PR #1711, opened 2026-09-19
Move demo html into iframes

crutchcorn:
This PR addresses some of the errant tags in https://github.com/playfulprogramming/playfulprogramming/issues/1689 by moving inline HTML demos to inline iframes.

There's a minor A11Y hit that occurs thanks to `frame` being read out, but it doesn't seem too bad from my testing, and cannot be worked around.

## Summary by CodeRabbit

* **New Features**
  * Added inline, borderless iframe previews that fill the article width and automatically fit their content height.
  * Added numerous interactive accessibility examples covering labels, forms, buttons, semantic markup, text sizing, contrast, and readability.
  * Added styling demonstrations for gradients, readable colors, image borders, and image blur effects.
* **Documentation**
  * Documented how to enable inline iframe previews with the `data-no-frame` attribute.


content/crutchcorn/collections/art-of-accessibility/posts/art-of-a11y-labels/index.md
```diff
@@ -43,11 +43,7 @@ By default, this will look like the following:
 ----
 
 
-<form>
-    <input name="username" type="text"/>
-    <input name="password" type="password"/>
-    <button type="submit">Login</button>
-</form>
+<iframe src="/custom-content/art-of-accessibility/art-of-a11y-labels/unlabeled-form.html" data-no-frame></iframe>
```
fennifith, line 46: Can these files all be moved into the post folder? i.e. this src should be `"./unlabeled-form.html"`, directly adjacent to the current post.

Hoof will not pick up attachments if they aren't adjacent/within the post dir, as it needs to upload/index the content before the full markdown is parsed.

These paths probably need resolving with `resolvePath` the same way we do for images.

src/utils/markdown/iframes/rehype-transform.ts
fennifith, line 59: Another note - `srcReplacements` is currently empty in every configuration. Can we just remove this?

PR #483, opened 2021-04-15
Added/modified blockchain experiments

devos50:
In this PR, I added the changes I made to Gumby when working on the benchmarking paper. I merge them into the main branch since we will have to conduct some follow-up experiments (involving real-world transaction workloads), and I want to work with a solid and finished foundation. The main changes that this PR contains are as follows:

* * *

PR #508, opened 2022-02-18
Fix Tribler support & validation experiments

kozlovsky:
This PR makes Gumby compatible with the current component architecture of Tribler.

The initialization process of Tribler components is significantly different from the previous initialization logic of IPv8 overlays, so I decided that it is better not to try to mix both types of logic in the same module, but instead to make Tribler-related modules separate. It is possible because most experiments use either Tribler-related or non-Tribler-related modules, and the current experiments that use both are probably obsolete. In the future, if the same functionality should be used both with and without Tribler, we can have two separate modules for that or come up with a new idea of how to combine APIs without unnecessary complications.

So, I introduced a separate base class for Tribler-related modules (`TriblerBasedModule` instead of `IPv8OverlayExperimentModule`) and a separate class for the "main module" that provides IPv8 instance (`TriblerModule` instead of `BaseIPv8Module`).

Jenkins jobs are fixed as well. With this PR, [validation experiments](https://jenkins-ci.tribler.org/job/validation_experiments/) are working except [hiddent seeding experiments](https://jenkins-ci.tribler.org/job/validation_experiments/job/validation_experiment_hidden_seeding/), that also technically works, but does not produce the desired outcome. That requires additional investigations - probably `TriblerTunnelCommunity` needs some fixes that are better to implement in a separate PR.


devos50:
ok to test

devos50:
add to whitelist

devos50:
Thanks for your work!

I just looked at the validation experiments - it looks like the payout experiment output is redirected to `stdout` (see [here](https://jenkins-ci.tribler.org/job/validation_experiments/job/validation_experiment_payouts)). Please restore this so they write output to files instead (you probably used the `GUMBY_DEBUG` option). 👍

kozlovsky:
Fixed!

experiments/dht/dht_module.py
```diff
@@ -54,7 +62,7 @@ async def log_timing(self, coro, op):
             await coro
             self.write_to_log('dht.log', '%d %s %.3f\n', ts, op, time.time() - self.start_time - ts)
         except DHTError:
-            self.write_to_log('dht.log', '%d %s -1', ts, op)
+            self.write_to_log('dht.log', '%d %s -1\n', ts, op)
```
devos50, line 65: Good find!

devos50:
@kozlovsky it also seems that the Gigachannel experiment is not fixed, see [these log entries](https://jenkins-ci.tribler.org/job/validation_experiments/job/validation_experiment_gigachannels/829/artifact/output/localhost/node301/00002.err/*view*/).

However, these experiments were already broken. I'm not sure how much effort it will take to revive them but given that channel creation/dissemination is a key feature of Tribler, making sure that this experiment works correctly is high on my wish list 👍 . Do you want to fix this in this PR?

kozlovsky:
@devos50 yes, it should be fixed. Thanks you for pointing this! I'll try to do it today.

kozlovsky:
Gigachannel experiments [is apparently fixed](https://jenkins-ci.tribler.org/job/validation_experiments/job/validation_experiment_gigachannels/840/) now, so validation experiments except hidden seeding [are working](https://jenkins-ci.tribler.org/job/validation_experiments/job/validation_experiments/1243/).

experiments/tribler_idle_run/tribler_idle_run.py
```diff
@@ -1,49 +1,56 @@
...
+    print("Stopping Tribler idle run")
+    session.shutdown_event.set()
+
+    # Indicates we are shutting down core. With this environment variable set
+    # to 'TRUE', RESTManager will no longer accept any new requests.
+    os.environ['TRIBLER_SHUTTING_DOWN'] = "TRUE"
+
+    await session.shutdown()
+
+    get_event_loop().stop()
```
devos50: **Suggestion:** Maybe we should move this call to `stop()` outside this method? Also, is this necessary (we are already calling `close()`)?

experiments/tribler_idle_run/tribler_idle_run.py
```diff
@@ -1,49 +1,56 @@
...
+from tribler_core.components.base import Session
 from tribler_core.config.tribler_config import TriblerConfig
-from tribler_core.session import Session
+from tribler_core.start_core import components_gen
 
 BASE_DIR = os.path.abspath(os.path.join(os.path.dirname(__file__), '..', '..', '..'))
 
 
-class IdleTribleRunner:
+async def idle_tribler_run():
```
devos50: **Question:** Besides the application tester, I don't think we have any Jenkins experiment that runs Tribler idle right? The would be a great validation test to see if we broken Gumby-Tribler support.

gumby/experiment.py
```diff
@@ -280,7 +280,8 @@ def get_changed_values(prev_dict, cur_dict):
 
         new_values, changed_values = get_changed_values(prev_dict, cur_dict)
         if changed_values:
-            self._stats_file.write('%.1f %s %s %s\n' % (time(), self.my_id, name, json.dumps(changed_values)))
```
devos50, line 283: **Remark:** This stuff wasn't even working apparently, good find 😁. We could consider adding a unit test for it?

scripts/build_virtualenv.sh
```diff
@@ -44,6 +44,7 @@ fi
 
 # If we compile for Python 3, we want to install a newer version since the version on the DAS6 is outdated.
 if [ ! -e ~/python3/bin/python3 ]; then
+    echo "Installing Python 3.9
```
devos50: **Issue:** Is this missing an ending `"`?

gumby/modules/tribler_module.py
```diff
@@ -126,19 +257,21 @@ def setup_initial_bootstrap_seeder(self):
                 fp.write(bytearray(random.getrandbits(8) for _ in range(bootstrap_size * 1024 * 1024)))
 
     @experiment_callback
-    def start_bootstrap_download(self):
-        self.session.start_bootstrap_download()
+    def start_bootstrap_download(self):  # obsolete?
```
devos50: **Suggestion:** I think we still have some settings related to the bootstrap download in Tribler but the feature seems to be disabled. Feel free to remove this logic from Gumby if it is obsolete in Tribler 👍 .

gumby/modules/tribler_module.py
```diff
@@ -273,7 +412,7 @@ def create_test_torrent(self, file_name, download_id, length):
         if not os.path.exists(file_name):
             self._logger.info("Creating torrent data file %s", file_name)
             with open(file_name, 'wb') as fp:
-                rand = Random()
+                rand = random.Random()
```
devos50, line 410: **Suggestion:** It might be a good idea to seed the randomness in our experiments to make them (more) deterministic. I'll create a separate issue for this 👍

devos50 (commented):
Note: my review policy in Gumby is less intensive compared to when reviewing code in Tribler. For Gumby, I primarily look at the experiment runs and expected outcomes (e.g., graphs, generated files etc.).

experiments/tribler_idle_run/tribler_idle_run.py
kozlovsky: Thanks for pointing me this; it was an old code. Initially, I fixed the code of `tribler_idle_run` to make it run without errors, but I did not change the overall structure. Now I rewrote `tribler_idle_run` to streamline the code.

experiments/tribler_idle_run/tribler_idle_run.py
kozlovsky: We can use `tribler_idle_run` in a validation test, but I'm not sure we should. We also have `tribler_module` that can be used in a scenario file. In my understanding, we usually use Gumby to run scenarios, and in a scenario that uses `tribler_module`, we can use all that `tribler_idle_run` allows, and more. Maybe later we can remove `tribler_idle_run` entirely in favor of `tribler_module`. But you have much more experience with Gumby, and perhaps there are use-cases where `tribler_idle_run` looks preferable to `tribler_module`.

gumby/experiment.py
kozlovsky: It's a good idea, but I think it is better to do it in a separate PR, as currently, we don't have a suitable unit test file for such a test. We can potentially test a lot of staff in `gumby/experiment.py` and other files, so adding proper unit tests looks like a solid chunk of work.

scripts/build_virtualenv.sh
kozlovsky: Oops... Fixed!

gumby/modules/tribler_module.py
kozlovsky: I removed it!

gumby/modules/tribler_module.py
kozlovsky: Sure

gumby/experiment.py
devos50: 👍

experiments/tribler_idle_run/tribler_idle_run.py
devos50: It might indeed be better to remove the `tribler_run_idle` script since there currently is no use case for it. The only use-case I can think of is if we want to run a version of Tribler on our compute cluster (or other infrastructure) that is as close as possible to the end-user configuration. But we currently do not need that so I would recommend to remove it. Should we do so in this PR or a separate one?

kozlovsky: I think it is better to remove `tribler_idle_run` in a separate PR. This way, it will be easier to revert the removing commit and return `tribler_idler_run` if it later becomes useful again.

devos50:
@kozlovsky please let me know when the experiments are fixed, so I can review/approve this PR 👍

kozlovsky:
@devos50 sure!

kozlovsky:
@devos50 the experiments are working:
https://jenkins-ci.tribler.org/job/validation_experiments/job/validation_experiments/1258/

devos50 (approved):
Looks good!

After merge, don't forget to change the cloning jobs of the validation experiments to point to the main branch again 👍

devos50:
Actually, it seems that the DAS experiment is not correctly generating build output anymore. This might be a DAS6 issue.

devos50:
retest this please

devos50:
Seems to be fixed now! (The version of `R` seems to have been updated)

...

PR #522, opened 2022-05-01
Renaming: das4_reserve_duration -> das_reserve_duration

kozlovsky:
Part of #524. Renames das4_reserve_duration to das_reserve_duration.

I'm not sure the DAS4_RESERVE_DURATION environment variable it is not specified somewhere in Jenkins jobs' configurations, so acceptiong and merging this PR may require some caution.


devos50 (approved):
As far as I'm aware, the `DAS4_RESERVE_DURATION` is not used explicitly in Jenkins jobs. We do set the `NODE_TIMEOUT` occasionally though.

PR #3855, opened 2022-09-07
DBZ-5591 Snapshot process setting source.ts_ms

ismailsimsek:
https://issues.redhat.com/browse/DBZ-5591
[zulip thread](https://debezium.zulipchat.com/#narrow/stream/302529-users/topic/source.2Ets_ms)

# Problem to solve
Where a line of the listing holds the string "variable", copy that line.

# Solution to this exercise
+    # Indicates we are shutting down core. With this environment variable set
I'm not sure the DAS4_RESERVE_DURATION environment variable it is not specified somewhere in Jenkins jobs' configurations, so acceptiong and merging this PR may require some caution.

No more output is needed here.